Objective:
To highlight the underutilization of data in biotech organizations and its potential to improve sustainability efforts.
Approach:
- Data Fragmentation: Biotech data is often stored in disparate systems, making holistic analysis difficult.
- Metadata Quality Issues: Inconsistent descriptions and missing fields hinder data aggregation and comparison.
- Cultural Barriers: Data is often treated as a by-product rather than a strategic asset, limiting cross-departmental analysis.
Key Findings:
- Biotech generates extensive data but struggles to answer basic environmental performance questions, such as resource consumption and waste generation.
- Data analysis can reveal patterns in resource use, including high plastic consumption in specific assays.

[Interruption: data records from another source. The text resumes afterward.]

PR #729, opened 2022-01-09
fix(security): filtered_engines were not correctly evaluating validate_token()

k2s:
## What does this PR do?

This PR fixes coding error in lambda that was used to filter engines protected with tokes.

It would be good to write tests at least for /stats and /stats/errors in the future.

Engines protected with `tokens` parameter were always available in Preferences page due to error in lambda. 

It was also available to all users on `/stats` and `/stats/errors` endpoints which is security issue.


return42 (approved):
Thanks for your contribution!

// seems issue has been added in 7acd7ffc0

PR #734, opened 2022-01-10
Small fixes to Search syntax doc

not-my-profile:


return42 (approved):
Makes sense .. pushed 44118e9c on top / drop this commit if you think it is not needed.  Merge PR if you think it is ready to merge.

not-my-profile:
Thanks! I dropped the admonition:

> Configuring additional engines like shown in the example above will release additional HTTP request to this engines.

because I think it's too much of a blanket statement. The config example doesn't show categories ... if they are in different categories there won't be additional HTTP requests ... and it of course also depends on if the engines are enabled or disabled.

PR #737, opened 2022-01-10
[fix] autocomple.js: register li.onmousedown instead li.onclick

### LINKED ISSUE #542: [simple theme] autocomplete results not clickable

return42:
## What does this PR do?

[fix] autocomple.js: register li.onmousedown instead li.onclick

I don't really know why the `li.onclick` event is not fired in Chrome, but `li.onmousedown` seems to work.  May be it is related to the outer `<form>`?

Activate autocompletion and try to click one item from the suggestions.

## Related issues

Closes: https://github.com/searxng/searxng/issues/542


tiekoetter:
Autocomplete now also works correctly in Chrome / Chromium (Linux [Arch], Windows and macOS) and Safari (iOS & macOS).

I tested this on a local instance running on return42/searxng (fix-542).

mrpaulblack (approved):
LGTM works on mobile chrome and safari as well as firefox desktop :+1:

PR #1029, opened 2022-03-31
Fix Catalan language code for Bing search engines

jmontane:
"ca-CA" means Catalan from Canada. Bing just uses "ca" for Catalan searches.

## What does this PR do?

Replace "ca-CA" langague with "ca" for all Bing search engines

"ca-CA" means Catalan from Canada, it's wrong.  And it's not used by Bing. Bing uses "ca".


dalf:
Thank you for this PR.
However `searx/data/engines_languages.json` is generated automatically. Each month `searxng_extra/update/update_languages.py` updates this file (locally, you can call `make data.languages` to call the script). The script calls the function `_fetch_supported_languages` of each engine to get the values you see in `searx/data/engines_languages.json`

I've made the PR #1031 : 
* it update the function [_fetch_supported_languages](https://github.com/searxng/searxng/blob/d1334beb4fb16beec298f894d75e94b241499e06/searx/engines/bing.py#L129).
* then I've called `make data.languages` to update : 
  * `searx/data/engines_languages.json`
  * `searx/languages.py`

Can you check that #1031 actually fix the issue ?

jmontane:
Hi, @dalf
Thank you for your quick response. Unfortunately, I'm not a developer guy, I just make simple changes. So, I can't check #1031, but if it removes ca-CA locale, then it's an improvement and fine for me. So, I close this PR

Another different but related issue, is using Spanish flag emoji for Catalan language. Yes, I know it represents "ca-ES" locale, but I wonder if "ca" locale (without country part) can be used, and then, use earth emoji instead. Thanks.

dalf:
@jmontane,  I've merged #1031  : it should fix your issue.

About the flag: point taken. For information see https://github.com/searxng/searxng/pull/967 (there is a discussion on matrix about this subject too)

return42:
> Another different but related issue, is using Spanish flag emoji for Catalan language. Yes, I know it represents "ca-ES" locale, but I wonder if "ca" locale (without country part) can be used, 

The problem is, that only `ca-ES` is in the https://github.com/searxng/searxng/blob/master/searx/languages.py

This list is generated by a scoring and since ddg and qwant still use `ca-ES` it scores over bing's `ca`.

To me it seems ddg and qwant do not use `ca` (compared to bing where @dalf fixed an issue on SearXNG site).

https://github.com/searxng/searxng/blob/765504ceca4ce9e69b02b213b2f9a3036915055d/searx/engines/duckduckgo.py#L181-L182

https://github.com/searxng/searxng/blob/765504ceca4ce9e69b02b213b2f9a3036915055d/searx/engines/qwant.py#L250-L254

dalf:
The values from 3 engines could be grouped this way (by row):
| bing           | duckduckgo | qwant |
|----------------|------------|-------|
| ca             | ca-CT      |       |
| ca-es-valencia | ca-ES      | ca-ES |

First row:
* catalan result.
* catalan result in Spain.

Only a manual curation can merge `ca` and `ca-CT`  **_if_** it makes sense(I guess `CT` stands for Catalonia). Perhaps there is the same question for other (country, region).

It's the same old issues:
* there is a mapping between the language + region selection to the engine. Sometimes the region is ignored, sometimes the region is enforced. How to display that?
* the autocompletion still show the full list of language is the user types `!qwant :` (this can be fixed).

jmontane:
`CT` is an unassigned country code. I don't know why DDG uses such code.

The issue here about Spanish flag and Catalan language is: flags represent territories, not languages. So, seeing Spanish flag, when language name is written only, is weird. And, from a Catalan point of view, it's wrong (yep, it's a political matter).

return42:
> I don't know why DDG uses such code.

SearXNG is a meta-search engine and has to use whatever the origin search engine is going to use.

This is the engine-side, on the other hand we have the user side, where the user wants to select a language and/or a region, this selection is used for a all the engines that are active.

Whatever the user will select, each engine implementation will do its best to narrow to what the user has selected.  But in the UI it won't help when SearXNG offer a menu with all languages & region codes from all engines, that is why there is a scoring to show only the most common ..

https://github.com/searxng/searxng/blob/765504ceca4ce9e69b02b213b2f9a3036915055d/searxng_extra/update/update_languages.py#L182-L184

To be clear: **flags are only shown if there is a region code**

@dalf I think the issue is the half of the part what @jmontane says:

> So, seeing Spanish flag, when language name is written only, is weird.

I miss the region in ..

https://github.com/searxng/searxng/blob/765504ceca4ce9e69b02b213b2f9a3036915055d/searx/languages.py#L9

In other items with a region, the region is named, e.g in:

https://github.com/searxng/searxng/blob/765504ceca4ce9e69b02b213b2f9a3036915055d/searx/languages.py#L13-L15

https://github.com/searxng/searxng/blob/765504ceca4ce9e69b02b213b2f9a3036915055d/searx/languages.py#L35-L38

https://github.com/searxng/searxng/blob/765504ceca4ce9e69b02b213b2f9a3036915055d/searx/languages.py#L18-L24

**But this issue is not limited to catalan** .. if we look at the languages.py we will find  lot of items with region code, but without a entry in the region name, by example:

https://github.com/searxng/searxng/blob/765504ceca4ce9e69b02b213b2f9a3036915055d/searx/languages.py#L59-L62


Can't say if it is due to babel or due to our `/searxng_extra/update/update_languages.py` script.

return42:
We can discuss further in https://github.com/searxng/searxng/pull/1051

- Operational insights derived from data can inform workflow redesigns aimed at reducing environmental impact.
Interpretation:
Sustainability improvements in biotech depend on more effective data utilization.
Limitations:
- Digital systems are primarily designed for compliance, which limits their effectiveness for optimization.
- There is a lack of incentives for complete data capture and insufficient training in data literacy among scientists, hindering effective data use.
Conclusion:
Linking laboratory data with procurement and sustainability decisions may enhance environmental sustainability in biotech operations.
This content is an AI-generated, fully rewritten summary based on a published scholarly article. It does not reproduce the original text and is not a substitute for the original publication. Readers are encouraged to consult the source for full context, data, and methodology.